Aim of the exercise> In this material, which lines include the string "properly"? Show them.

Input for this task>
PR #2015, opened 2020-02-21
Getting user permissions shouldn't stop on the first non-null value

### LINKED ISSUE #1832: Applying the "reply to discussions" permission to a tag may break the "lock" mode

askvortsov1:
**Fixes #1832**

Permissions shouldn't depend on extension boot order. Right now, they are determined by getting the first non-null Policy response. I propose evaluating all policy responses, discounting any nulls, and returning "false" if ANY policies return false. If all that return non-null return true, the permission would be granted, otherwise, the procedure to handle null permission responses is unchanged.

- Are there better ways to handle this?

**Confirmed**

### DIFF
--- a/src/User/UserServiceProvider.php
+++ b/src/User/UserServiceProvider.php
@@ -64,12 +64,17 @@ class UserServiceProvider extends AbstractServiceProvider
             // Fire an event so that core and extension policies can hook into
             // this permission query and explicitly grant or deny the
             // permission.
-            $allowed = $this->app->make('events')->until(
+            $allowed = $this->app->make('events')->fire(
                 new GetPermission($actor, $ability, $model)
             );
 
-            if (! is_null($allowed)) {
-                return $allowed;
+            foreach ($allowed as $key => $value) {
+                if (is_null($value)) {
+                    unset($allowed[$key]);
+                }
+            }
+            if (! empty($allowed)) {
+                return ! in_array(false, $allowed, true);
             }
 
             // If no policy covered this permission query, we will only grant
--- a/src/User/UserServiceProvider.php
+++ b/src/User/UserServiceProvider.php
@@ -64,17 +64,29 @@ class UserServiceProvider extends AbstractServiceProvider
             // Fire an event so that core and extension policies can hook into
             // this permission query and explicitly grant or deny the
             // permission.
-            $allowed = $this->app->make('events')->fire(
+            $handler = $this->app->make('events');
+
+            $allowed = $handler->fire(
                 new GetPermission($actor, $ability, $model)
             );
 
+            if (count($allowed) != count($handler->getListeners(GetPermission::class))) {
+                // This means that at least one handler returned false, causing
+                // laravel to return before firing all events. This means that the
+                // permission has been denied.
+                return false;
+            }
+
             foreach ($allowed as $key => $value) {
+                // Remove any null values so that the following empty statement works properly
                 if (is_null($value)) {
                     unset($allowed[$key]);
                 }
             }
+
             if (! empty($allowed)) {
-                return ! in_array(false, $allowed, true);
+                // Grant the permission if any handlers explicitly return true
+                return in_array(true, $allowed, true);
             }
 
             // If no policy covered this permission query, we will only grant


datitisev:
As far as I can tell, this does *not* fix #1832 - I can still reproduce the error using the steps provided in master & this PR.

askvortsov1:
Odd, but will investigate further. Possible that I wasn't following the reproduction steps properly.

datitisev:
@askvortsov1 When you create the discussion, you are also supposed to lock it - I'm assuming you forgot to as it wasn't mentioned in the steps, just shown in the screenshot.

matteocontrini:
I fixed the steps, but I don't think that was the issue. If he forgot to lock he could have replied successfully, and I understand that he couldn't reply (which means issue fixed)

askvortsov1:
Fixed, sorry for the confusion

luceos:
The solution is the code seems overly complex, convoluted. Maybe this could better be handled by our own implementation of a Dispatcher which would generalize the functionality?

askvortsov1:
I don't know if writing a whole new Dispatcher is a good idea (I don't see too many use cases). IMO, the more code we can outsource to libraries and dependencies, the more maintainable flarum becomes. Although I suppose we could extend Laravel's to make it add false to the list of responses before terminating?

As to the complexity, I added an explanation of how this works to the comments and to the commit description, but I do agree that it's a little more hacky than featury.

Regardless, I feel that this (or something closely like it) is the best solution to this issue. If a permission is explicitly denied at any point, the user must not be granted it, otherwise we risk running into significantly more serious security issues. Load order simply should not be a factor here.

askvortsov1:
I don't know if writing a whole new Dispatcher is a good idea (I don't see too many use cases). IMO, the more code we can outsource to libraries and dependencies, the more maintainable flarum becomes. Although I suppose we could extend Laravel's to make it add false to the list of responses before terminating?

As to the complexity, I added an explanation of how this works to the comments and to the commit description, but I do agree that it's a little more hacky than featury.

Regardless, I feel that this (or something closely like it) is the best solution to this issue. If a permission is explicitly denied at any point, the user must not be granted it, otherwise we risk running into significantly more serious security issues. Load order simply should not be a factor here.

askvortsov1:
> The solution in the code seems overly complex, convoluted. Maybe this could better be handled by our own implementation of a Dispatcher which would generalize the functionality?

On second thought, since until is used for this purpose in multiple places in the codebase, maybe it would be good to build our own dispatcher extending off of Laravels where we could support this across the board.

franzliedke:
I'm also doubtful, to be honest. IMO, this requires a deep dive into the permission layer, some new test cases for existing behavior, and a more generic fix in that layer. Will have to do some reading before I can suggest something concrete, though. :speak_no_evil:

askvortsov1:
Doubtful about what part exactly? This PR, or modifying a dispatcher, or both? We use dispatcher->until() throughout multiple parts of the code, and imo that's an issue because an explicit denial shouldn't be overridden regardless of which listener returns it. At least for permissions, not sure about the other uses of until

askvortsov1:
> I'm also doubtful, to be honest. IMO, this requires a deep dive into the permission layer, some new test cases for existing behavior, and a more generic fix in that layer. Will have to do some reading before I can suggest something concrete, though.

Doubtful about our own dispatcher, or about this proposed solution? The permission system is fairly simple, imo. For a given permission, we set off an event, and get results from all the listeners.

The problem is that right now, we just go with the first non-null response. This is a significant issue because for permissions, an explicit false should always override an explicit true.

Ideally, I'd like for the dispatcher to include false with the list of responses. That way, we can check for explicit falses, then explicit trues. Unfortunately, it doesn't do that. So the way I see it, we're left with 3 options:

1. Override the dispatcher to include false in the returned responses, and go with the solution above
2. Use some other mechanism to see if an explicit false was returned, like comparing the number of received responses with the number of should-have-been-received responses (as I'm doing in this PR).
3. Rework all uses of until() completely into extenders. It doesn't respect the order in which extensions are called, which is an issue.

To be honest, I'd prefer option 3. In addition to the fact that we don't want our extensions using event listeners (kind of the whole point of the extenders), returning the first result is, imo, just not a good idea for all its current use cases. 

As a side note, this particular issue should be fixed with the planned Policy extender anyway :D. I'll get that done for Beta 13.

Here's an outline of everything that needs to be done if we're going with option 3:

0. Permissions and policies (this).

1. Model relationships (planned in Models Extender) (Also, why do we limit it to only 1 custom relationship right now lol?)
https://github.com/flarum/core/blob/0d208dc4437c0cc551c556d2c2cc7c12bda369ae/src/Database/AbstractModel.php#L140

2. Serialization Relationships (planned in API Serializer Extender)
https://github.com/flarum/core/blob/0d208dc4437c0cc551c556d2c2cc7c12bda369ae/src/Api/Serializer/AbstractSerializer.php#L131

3. Whether Discussions and Posts are private
https://github.com/flarum/core/blob/d492579638fb52dafbfe65f1f36a95eb6047f7f3/src/Post/Post.php#L102
https://github.com/flarum/core/blob/8877bf97c4b42d8093146039d652262f21c5717d/src/Discussion/Discussion.php#L116

4. Checking for flooding
https://github.com/flarum/core/blob/b91e9032849446d86f6bec0dc1fa6f6cf0146c8a/src/Post/Floodgate.php#L51

5. Getting users' display names
https://github.com/flarum/core/blob/d492579638fb52dafbfe65f1f36a95eb6047f7f3/src/User/User.php#L312

6. Checking passwords
https://github.com/flarum/core/blob/d492579638fb52dafbfe65f1f36a95eb6047f7f3/src/User/User.php#L323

Reply>
+                // Remove any null values so that the following empty statement works properly
Odd, but will investigate further. Possible that I wasn't following the reproduction steps properly.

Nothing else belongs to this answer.